Hahnemann also spoke of the
disease proceeding from the less to the more noble organs, a hierarchical
observation based on the structural functions of living organisms.
The curative process is here the opposite of the process followed
by suppressive treatment (allopathic).
1.4. It falsely deems
the maladies located on the outer parts of the body as merely local
and existing alone there by themselves, and imagines them to
have been remedied if it has driven away the same by external
means, so that the inner malady now is necessitated to break out
at a more noble and critical place.
45.2. ... this
expulsion of the local symptom onto other more noble parts; the
patient got dangerous eye-inflammations, or deafness, or
stomach-cramps, or epileptic seizures, or asthmatic or apoplectic
attacks, or mental or emotional [Gemüt] disease,
etc., for it.a]
§.205.1.a]1 ...the Sustentive
Power of Life is therefore necessitated to transfer
the focus for the great internal malady to a still more
noble site (as it does with all metastases) and allows blindness, deafness,
insanity, suffocative asthma, dropsy, apoplexy, etc. to follow.
§.216.1.
The cases are not rare when a death-threatening so-called somatic
disease -- a suppuration of the lung or the corruption of
any other noble organ, or another heated (acute) disease,
e.g. in labor, etc., degenerates by rapid ascent of the
hitherto mind symptom into an insanity, a kind of melancholy,
or a frenzy and thereby makes all deadly peril of the somatic symptoms
vanish; in the meantime the somatic symptoms improve almost
up to the point of health, or rather decrease to such
a degree that their crepuscular presence can only be discerned by
the steadfastly and subtly observing physician.
891 ... This in
time passes away again, when the psora again lifts its head,
either with the same disease symptoms as before, or with others similar
but gradually more troublesome than the first, or with symptoms
germinating in nobler parts.
Hahnemann also spoke in general
terms about the improvement in well-being (Wohlseyn) and soundness
(Gesundheit).
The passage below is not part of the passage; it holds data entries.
PR #150, opened 2023-08-27
[supermii2] iP

supermii2:
# Project Rock
## The simple chatbot YOU need to run keep track of your daily tasks.

Rock is a chatbot created by Alvis Ng (supermii2) for the CS2103T individual project.
It is a simple-to-use programme created in java to allow users to keep track of their tasks.

> **You should get this bot** - Me 

## Features! 👍
- Add To-Do, Deadline and Event tasks to a task list.
- Automatically save the task list and load it where you left off!
- Mark tasks as complete and remove them as necessary!
- Use tag-based commands to intuitively add tasks with the information you need
- See below for a list of commands

## How to use it
1. Download a release and place it in an empty folder.
2. Open the command window in that folder
3. Run the command `java -jar Rock.jar`

```java
public class Main {
        Application.launch(Gui.class, args);
    }
}
```

## Commands
Below is a table of commands that can be used to interact with the bot.\
All commands are sent in the format of `[command] [default input] [tagged inputs]`\
For example, to add a deadline task with name `Assignment` and deadline `2001-01-01`, type
`deadline /by 2001-01-01` \
Tagged inputs can be placed in any order!

|  Command   |                                               Description                                                |                  Default Input                  |                                                   Tagged Input                                                    |
|:----------:|:--------------------------------------------------------------------------------------------------------:|:-----------------------------------------------:|:-----------------------------------------------------------------------------------------------------------------:|
|    todo    |                          Creates a ToDo Task and inserts it into the task list                           |                  Name of Task                   |                                                       None                                                        |
|  deadline  |             Creates a Deadline Task, with a deadline time and inserts it into the task list              |                  Name of Task                   |                              &bull; /by : Date of Deadline time in YY-MM-DDDD format                              |
|   event    |         Creates an Event Task, with a start time and end time, and inserts it into the task list         |                  Name of Task                   | &bull; /from : Date of start time in YY-MM-DDDD format <br/>&bull; /to Date of Deadline time in YY-MM-DDDD format |
|    mark    |                              Marks the task at the given index as completed                              |  Index of task to mark as a numeral (e.g. "1")  |                                                       None                                                        |
|   unmark   |                             Marks the task at the given index as uncompleted                             | Index of task to unmark as a numeral (e.g. "1") |                                                       None                                                        |
|   delete   |                                     Removes task at the given index                                      | Index of task to remove as a numeral (e.g. "1") |                                                       None                                                        |
|   reset    |                                   Removes all tasks from the task list                                   |                      None                       |                                                       None                                                        |
|    list    |                                       Lists all tasks in task list                                       |                      None                       |                                                       None                                                        |
| listbydate |                              Lists all task whose by date is the one given                               |          By date in YYYY-MM-DD format.          |                                                       None                                                        |
|    find    |                         Lists all task which have the same name as the one given                         |           Name of task to search for            |                                                       None                                                        |
|    bye     | Terminates the program. Program is left open for user to see logs but no further commands can be entered |                      None                       |                                                       None                                                        |

## Acknowledgements
This project was built upon the base [Duke](https://github.com/nus-cs2103-AY2324S1/ip) provided by the CS2103T team!
Much of the GUI was heavily adapted from [se-education](https://se-education.org/guides/tutorials/javaFx.html)

Thank you to [Gracia](https://twitter.com/Hyrchurn/) and Jeremy for kindly providing me with user and bot avatars to use!


src/main/java/client/Rock.java
```diff
@@ -0,0 +1,150 @@
...
+            }
+        }
+    }
+    /* Methods for Interactions with task list */
+    /**
+     * Adds the given task to
+     * the task list
+     * @param task Task to be added
+     */
+    public void addTask(Task task) {
```
marcellaantania: Since all these methods related to TaskList are not directly used in this class, would it be better to put them in the other related classes instead? For example, everything related to TaskList can be put in the TaskList class.

src/main/java/io/Parser.java
```diff
@@ -0,0 +1,51 @@
...
+    /** Dictionary of tagged inputs*/
+    private Dictionary<String, String> taggedInputs;
+    /**
+     * Creates a parsed representation
+     * of the input string given by
+     * the user's input.
+     * @param input
+     */
+    public Parser(String input) {
+        taggedInputs = new Hashtable<>();
```
marcellaantania: Is there a reason why a hashtable is needed here? Since it seems like in all instances there will only be one element inside the hashtable. Would a simple array suffice?

src/main/java/io/Invoker.java
```diff
@@ -0,0 +1,40 @@
...
+    private static String removeFirstWord(String sentence) {
+        String[] words = sentence.split(" ", 2);
+        return words.length > 1 ? words[1] : "";
+    }
+    /**
+     * Used to handle a given user input and call the corresponding method.
+     * @param inputString User's input.
+     */
+    public String handle(String inputString) throws RockException {
+        Parser input = new Parser(removeFirstWord(inputString));
```
marcellaantania: Is the first word not needed for Parser? Is it not needed for the defaultInput?

src/main/java/io/Parser.java
```diff
@@ -0,0 +1,51 @@
...
+        for (int i = 1; i < phrases.length; i++) {
+            String[] words = phrases[i].split(" ", 2);
+            taggedInputs.put(words[0], words[1]);
+        }
+    }
+    /**
+     * Get the untagged input
+     * @return Untagged input of parsed message
+     */
+    public String getDefaultString() {
```
marcellaantania: I think the naming could be more intuitive. It is not so clear what defaultString or defaultInput means. The JavaDoc could also be more descriptive.

src/main/java/io/Parser.java
```diff
@@ -0,0 +1,51 @@
...
+        return defaultInput;
+    }
+    /**
+     * Get the tagged input with the
+     * given tag
+     * @param tag Tag used to find tagged input.
+     * @return Tagged input of the given tag
+     * @throws NoSuchElementException Tag not found in the inputs.
+     */
+    public String getTaggedInput(String tag) throws NoSuchElementException {
```
marcellaantania: I was not sure what "tag" refers to in this code and had to reread multiple times to find out. Consider giving variable names that correspond to what it refers to in real life, such as taskType, commandType or similar.

src/main/java/commands/Command.java
```diff
@@ -0,0 +1,22 @@
...
+import java.util.function.Function;
+
+import client.Rock;
+import io.Parser;
+/**
+ * Representation of a command
+ * that can be issued to the chatbot.
+ * @author Alvis Ng (supermii2)
+ */
+public abstract class Command implements Function<Parser, String> {
```
marcellaantania: Is there a reason for the class Command to implement Function? Since it seems like the default apply(object) method is never used, correct me if I'm wrong.

src/main/java/client/Rock.java
```diff
@@ -0,0 +1,150 @@
+package client;
+import java.nio.file.Path;
+import java.nio.file.Paths;
+import java.util.function.Predicate;
+
+import commands.Commands;
```
marcellaantania: I like how you package everything into different packages according to their functionalities!

src/main/java/tasks/Task.java
```diff
@@ -0,0 +1,61 @@
...
+/**
+ * Representation of a task
+ * recorded by the chatbot.
+ * @author Alvis Ng (supermii2)
+ */
+public abstract class Task implements Serializable {
+    /** Name of task */
+    protected String taskName;
+    /** One letter abbreviation for the task. */
+    protected String oneLetterAbbrev;
```
marcellaantania: This is a good idea! I like that the variable name is intuitive. The comment helps too!

marcellaantania (commented):
Your code has clear file organization which I think is great. However, there are some aspects that I think can be improved to increase the intuitiveness and readability of the code. Good job overall! :)

src/main/java/client/Rock.java
supermii2: Good catch! The methods do already exist in TaskList, but this was an attempt to decouple TaskList from Commands such that I didn't need to pass in the TaskList as an argument or create a getTaskList() method, but I think you're right in that I should just get the TaskList and use methods from there, since manipulation of the TaskList seems like a core part of the majority of commands!

src/main/java/io/Parser.java
supermii2: For Event, there are two inputs, from and to! This was my solution to preserving the input format given by the example, and essentially allows for inputs similar to kwargs in python! Not sure if it was necessary, but I think it can help futureproof in the event of a command with many different inputs.

src/main/java/io/Invoker.java
supermii2: Thank you! The first word is used to identify the command being called. The remainder of input contains the defaultInput and taggedInputs. I'll add a comment there for clarity!

src/main/java/io/Parser.java
supermii2: Thank you! I was struggling to come up with a name so came up with that. If you have any suggestions I would appreciate it! Maybe untagged or raw input.

src/main/java/commands/Command.java
supermii2: Each command is expected to return a response to the user (a response) to let the user know the task has been completed, which is why it implements a function thats takes in a parsed input and outputs a string. The apply method is used in Invoker::handle

src/main/java/io/Parser.java
supermii2: In the example given, the input for, say, an event object is given by

```deadline [Name] /from [start] /to [end]```

The tag refers to the /from and /to added and is a way for commands to extract [start] by requesting the tag "from" from the parsed input.

Admittedly it isn't an intuitive name, but because this logic is shared by all commands (to prevent some boiler plate code), I couldn't come up with a less generic name unfortunately. However, I'll try to explain the tag system more clearly in the javadocs

File: src/main/java/tasks/Task.java (hunk 8 above)
Comment (supermii2) [reply src/main/java/tasks/Task.java]: Thank you!

File: src/main/java/tasks/Task.java [hunk 9]
```diff
@@ -0,0 +1,61 @@
...
+    /** Whether the task has been completed */
+    private boolean completed;
```
dickongwd: You can consider renaming your boolean variable to `isCompleted`. Just a small nitpick!

src/main/java/commands/CommandReset.java
```diff
@@ -0,0 +1,29 @@
...
+    }
+    /**
+     * Terminates chatbot.
+     * @param input Unused.
+     */
+    @Override
+     public String apply(Parser input) {
+        this.client.resetTaskList();
+        this.client.saveFile();
+        return ("Task List reset.");
```
dickongwd: I think the brackets around your strings can be a bit unnecessary.

src/main/java/tasks/Task.java
```diff
@@ -0,0 +1,61 @@
...
+    /**
+     * String representation of Task
+     * @return String representation of task
+     */
+    @Override
+    public String toString() {
+        return this.isCompleted()
+            ? "[" + this.oneLetterAbbrev + "][X] " + this.taskName
+            : "[" + this.oneLetterAbbrev + "][ ] " + this.taskName;
+    }
```
dickongwd: Just a suggestion to consider using `String.format` so the string's format is easier to see at first glance!

src/test/java/io/ParserTest.java
```diff
@@ -0,0 +1,18 @@
+package io;
+
+import org.junit.jupiter.api.Test;
+import static org.junit.jupiter.api.Assertions.assertEquals;
+
+public class ParserTest{
+    @Test
+    public void defaultStringTest() {
+        String TEST = "Test String 123/by 123312/from 1394";
```
dickongwd: If you intend for your `TEST` variable to be constant, consider using the keyword `final`.

dickongwd (commented):
LGTM! Your code looks very clean and follows closely with the recommended coding standards. Just some small nitpicks and suggestions!

src/main/java/tasks/Task.java
supermii2: Thank you! Good catch

src/test/java/io/ParserTest.java
supermii2: Thank you! I missed this throughout the rest of the repo too. Good catch!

For Hahnemann, this was a function of kennen -
a deeper, inner knowing based on the Gemüt - and would be determined as
part of the observation following the prescription. However, one
of his closest followers, Constantine Hering, a fellow German
who emigrated to the United States and
corresponded closely with Hahnemann in his latter years, has
provided us with some guidance.
These guidelines are often
referred to as Hering’s Laws or Principles of Cure. Dr. Hering based
his guidelines on Hahnemann’s and his own observations. He
set them out in the prologue to Hahnemann’s first American
edition in English of the Chronic Diseases, New York, 1845.
In this prologue he borrows from an earlier essay he had written,
Guide to the Progressive Development of Homoeopathy. These guidelines
are used widely by those in the natural health field.
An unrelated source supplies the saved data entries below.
PR #157, opened 2023-08-27
[xavierpok] iP

xavierpok:
# **Kniaz**

> I've invented a new spinny thing! I think I shall call it a "weel" -Me, being unsubtle
For similar products, look [here](https://www.google.com/search?q=task+list+app&oq=task+list+app&aqs=chrome..69i57j0i512l9.6575j0j7&sourceid=chrome&ie=UTF-8&bshm=rime/1)

## New Features

- More commands
- Cleaned up design -- Each command has its own `CommandHandler`
- Extensible
- Command-Line Interface

## How to call from another java program 

```java
        KniazSession.init().run();
    }
```

## Feature map

- [x] Making tasks
- [x] Marking/unmarking tasks as done
- [x] Associating certain tasks with date/times
- [x] Deleting tasks
- [x] Searching for tasks
- [ ] GUI

### Naming explanation

1. Kniaz is a slavic equivalent of Duke, apparently
2. I thought it sounded cool 😮


src/main/java/ui/inputparser/KniazLineParser.java
```diff
@@ -0,0 +1,122 @@
+package ui.inputparser;
+
+
+import exceptions.syntax.MissingUnnamedArgsException;
+import main.logic.command.CommandFactory;
+import main.logic.command.KniazCommand;
+
+import java.util.*;
```
prawnzyy: I think try to import the exact class and avoid doing star import so as to make it clearer what class you are using?

src/main/java/ui/inputparser/InstructionType.java
```diff
@@ -0,0 +1,64 @@
...
+public enum InstructionType {
+    TODO("todo", 1, 0, new String[]{}),
+    DEADLINE("deadline", 1, 1, new String[]{"by"}),
+    EVENT("event", 1, 2, new String[]{"from","to"}),
+    MARK("mark", 1, 0, new String[]{}),
+    UNMARK("unmark", 1, 0, new String[]{}),
+    LIST("list", 0, 0, new String[]{}),
+    QUIT("bye", 0 , 0, new String[]{}),
+    DELETE("delete", 1, 0, new String[]{}),
+    FIND("find",1,0,new String[]{}),
```
prawnzyy: Try to leave a space after a comma just like your above statements

src/main/java/main/logic/command/CommandFactory.java
```diff
@@ -0,0 +1,54 @@
+package main.logic.command;
+
+
+import main.logic.handler.*;
```
prawnzyy: Try to import the direct class/classes rather than using star import

prawnzyy (commented):
Overall, I found your code to be well split and the classes are well defined. There are quite a few chunks of code commented out. If they are no longer in use, try to remove them to improve readability. Also take note of your spacing and line breaks as they are inconsistent across each file. I pointed out a few small nits but other than that, LGTM!

src/main/java/main/logic/command/CommandFactory.java
xavierpok: Right, missed this, thanks!

src/main/java/ui/inputparser/InstructionType.java
xavierpok: Was a new addition, didn't notice the variance in style, will fix!

src/main/java/storage/TaskList.java
```diff
@@ -0,0 +1,68 @@
...
+import task.Task;
+
+
+
+
+/**
+ * Class encapsulating a list of Tasks, supports easy string representation, refer to Task for more details about
+ * what Tasks are.
+ */
+public class TaskList extends ArrayList<Task> implements Serializable {
```
jacksonyuan256, line 15: Interesting use of inheritance here.

src/main/java/main/logic/command/CommandFactory.java
```diff
@@ -0,0 +1,62 @@
...
+                    InstructionType.DEADLINE, new DeadlineHandler(),
+                    InstructionType.EVENT, new EventHandler(),
+                    InstructionType.MARK, new MarkHandler(),
+                    InstructionType.UNMARK, new UnmarkHandler(),
+                    InstructionType.LIST, new ListHandler(),
+                    InstructionType.QUIT, new QuitHandler(),
+                    InstructionType.DELETE, new DeleteHandler(),
+                    InstructionType.FIND, new FindHandler(),
+                    InstructionType.INVALID, new InvalidHandler()
+            ));
```
jacksonyuan256: I can see a lot of effort put into building a more complex command structure, as well as the mapping of instructions to the abstracted classes. Good job!

src/main/java/storage/save/KniazLoader.java
```diff
@@ -0,0 +1,95 @@
...
+        } catch (ClassCastException e) {
+            throw new KniazRuntimeException("Could not cast savefile class, probably corrupted",
+                    "I could not interpret your savefile data. We shall start from scratch.",
+                    e);
+
+        } catch (IOException e) {
+            throw new KniazRuntimeException("Savefile does not exist",
+                    "There is no saved data of your tasklist. We shall start from scratch.",
+                    new IOException(String.format("%s does not exist", this.saveFile.getAbsolutePath())));
+            // should not normally be thrown because we verify up above, but to satisfy compiler requirements
```
jacksonyuan256, line 88: Yes I was slightly annoyed by this too

src/main/java/storage/save/KniazLoader.java
```diff
@@ -0,0 +1,95 @@
...
+        this(DEFAULT_PATH);
+    }
+
+    /**
+     * Attempts to load saved TaskList from the location that was previously provided to this class,
+     * during construction
+     * @return the loaded TaskList
+     * @throws  KniazRuntimeException when something goes wrong in retrieving data, will wrap around the root exception.
+     */
+    public TaskList load() throws KniazRuntimeException {
```
jacksonyuan256, line 48: I find it interesting that your architecture involves TaskList being an ArrayList itself and the use of streams itself, which further increases the complexity.

src/main/java/task/Task.java
```diff
@@ -0,0 +1,71 @@
...
+    public String toPrintString() {
+        String statusIcon = "";
+        if (this.isDone) {
+            statusIcon = "X";
+        } else if (!this.isDone) {
+            statusIcon = " ";
+        }
+        return String.format("[%s] %s", statusIcon, this.taskName);
+        // return in format [statusIcon] taskname
+    }
```
jacksonyuan256: 1 small nitpick is that the output can be dictated by modifying the object toString method, and then you can just return the object itself. But otherwise this is also alright!

jacksonyuan256 (commented):
Overall very well-done, complex architecture and strictly adhering to OOP. A lot of effort was put in, good job!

First, Hering describes the
natural development of a disease:
As acute diseases terminate
in an eruption upon the skin, which divides, dries up, and then passes
off, so it is with many chronic diseases. All diseases diminish
in intensity, improve, and are cured by the internal organism
freeing itself from them little by little, the internal disease approaches
more and more to the external tissues, until it finally arrives
to the skin.
Next he states the principle
that he derives from this observation:
Every homoeopathic physician
must have observed that the improvement in pain takes place from
above downward; and in disease, from within outward.
After further emphasising the
importance of the skin eruption in preventing a more serious disease,
Hering goes on again to spell out the principles:
The thorough cure of
a chronic disease is indicated by the most important organs being
first relieved; the disease passes off in the order in which
the organs had been affected, the more important being relieved
first, the less important next, and the skin last. Even the
superficial observer will not fail in recognizing this law of order.
An improvement which takes place in a different order can never
be relied upon.
Hering then claims that all
this is based on Hahnemann’s important rule to attend to the moral symptoms
[mental/emotional], and to judge of the degree of homeopathic adaptation
existing between the remedy and the disease by the improvement
which takes place in the moral condition (morale), and the
general well-being of the patient.
In summary, Hering’s observations are as follows:
1. The "improvement
in pain takes place from above downward..."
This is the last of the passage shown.